_Record set_:
PR #3797, opened 2023-02-21
RDKTV-21929 - Multiple Issues seen when TV has 2 USBs connected

srikanth-vv:
- Filter out directories that has characters outside ASCII range and ?
- This is a temporary fix until locales are implemented.


anand-ky:
Putting this on hold until we add support for UTF8 chars.

srikanth-vv:
This is a work around and not needed since utf-8 is supported

PR #3798, opened 2023-02-21
RDKTV-21739 - Expand regex and add debug prints

srikanth-vv:
- Changed regex to allow all the files
- Added debug prints to log file & directory names in wpeframework.log


srikanth-vv:
Worng branch, I need xumo_1

PR #3694, opened 2023-01-23
DELIA-59848: Gensmak app launch ends up in APPS-04035 error

varumugam123:
Reason for change: A failed resource loda from a child page from the app results in maintenance of incorrect http status code value in WebKitImplementation (as code is read on every policy decision callback, irrespective of the source frame i.e main frame or not)... Test Procedure: None
Priority: P1
Risks: None

Signed-off-by: Vivek.A <vivek_arumugam@comcast.com>

PR #3813, opened 2023-03-01
DELIA-59848: Gensmak app launch ends up in APPS-04035 error

varumugam123:
Reason for change: A failed resource loda from a child page from the app results in maintenance of incorrect http status code value in WebKitImplementation (as code is read on every policy decision callback, irrespective of the source frame i.e main frame or not)... Test Procedure: None
Priority: P1
Risks: None


varumugam123:
This is a cherry-pick of https://github.com/rdkcentral/rdkservices/pull/3694

emutavchi (approved):

PR #3816, opened 2023-03-02
RDK-37910 Added HdmiCecSink test framework

ranjithkumas:
RDK-37910 Added HdmiCecSink test framework

### DIFF
--- a/Tests/mocks/Operands.h
+++ b/Tests/mocks/Operands.h
@@ -1,0 +1,869 @@
+#pragma once
+
+
+#include <stdint.h>
+#include <cstring>
+#include <cstdio>
+#include <vector>
+#include <sstream>
+#include <string>
+#include <exception>
+typedef uint32_t Op_t;
+
+enum {
+    ACTIVE_SOURCE = 0x82,
+    FEATURE_ABORT = 0x00,
+    ABORT = 0xFF,
+    GIVE_AUDIO_STATUS = 0X71,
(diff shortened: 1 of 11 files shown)


Tests/mocks/Operands.h
```diff
@@ -0,0 +1,850 @@
+#pragma once
```
npoltorapavlo, line 1: "Operands.h" doesn't sound clear. If these classes relate to ccec, it can be "ccec.h", or a more appropriate name.  There is a pr with conflicting change https://github.com/rdkcentral/rdkservices/pull/3710/files#diff-f57c4c7c1defa058360a77be6fbc5dadbb9e2d19ccb354da66e7156ab9252ecc . I think we need only one variant of these classes.

npoltorapavlo (changes requested):

Tests/mocks/Operands.h
ranjithkumas: Modified "Operands.h" as "HdmiCec.h" , For #3710  also will use this "HdmiCec.h" in moving forward got confirmation with [hgfell683] .

npoltorapavlo:
As was requested already (in previous pr) please fix your editor to stop replacing spaces with tabs and doing other unnecessary whitespace changes in literally every line of original code.

anand-ky:
Closing older PRs. Pls create new PRs on latest sprint branch.

PR #4098, opened 2023-06-05
RDK-40634, RDK-41635: WebRTC on WPE-2.38

varumugam123:
Reason for change: With latest wpe, WebRTC is a runtime feature that needs to be explicitely enabled through API
Test Procedure: Refer ticket
Priority: P1
Risks: None


WebKitBrowser/WebKitImplementation.cpp
```diff
@@ -2833,6 +2833,7 @@ static GSourceFuncs _handlerIntervention =
 
             auto* preferences = webkit_settings_new();
 
+            webkit_settings_set_enable_webrtc(preferences, TRUE);
```
varumugam123, line 2836: Need a check on WPE version to be able to build with older versions

emutavchi (approved):

modeveci (approved):

PR #4128, opened 2023-06-15
RDKTV-22121 CEC Report Features Thunder

kprasad96:
Added support for <Give Features> and <Report Features> CEC message
Also added API's to set and get CEC Version from RFC


kprasad96:
Bringing in review comments as another change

_What the exercise asks_: Once you find the line containing "RDKTV-22121 CEC Report Features Thunder", copy it and every line after it through the end of the records, exactly as they stand.

_Solution for this problem_:
RDKTV-22121 CEC Report Features Thunder

kprasad96:
Added support for <Give Features> and <Report Features> CEC message
Also added API's to set and get CEC Version from RFC


kprasad96:
Bringing in review comments as another change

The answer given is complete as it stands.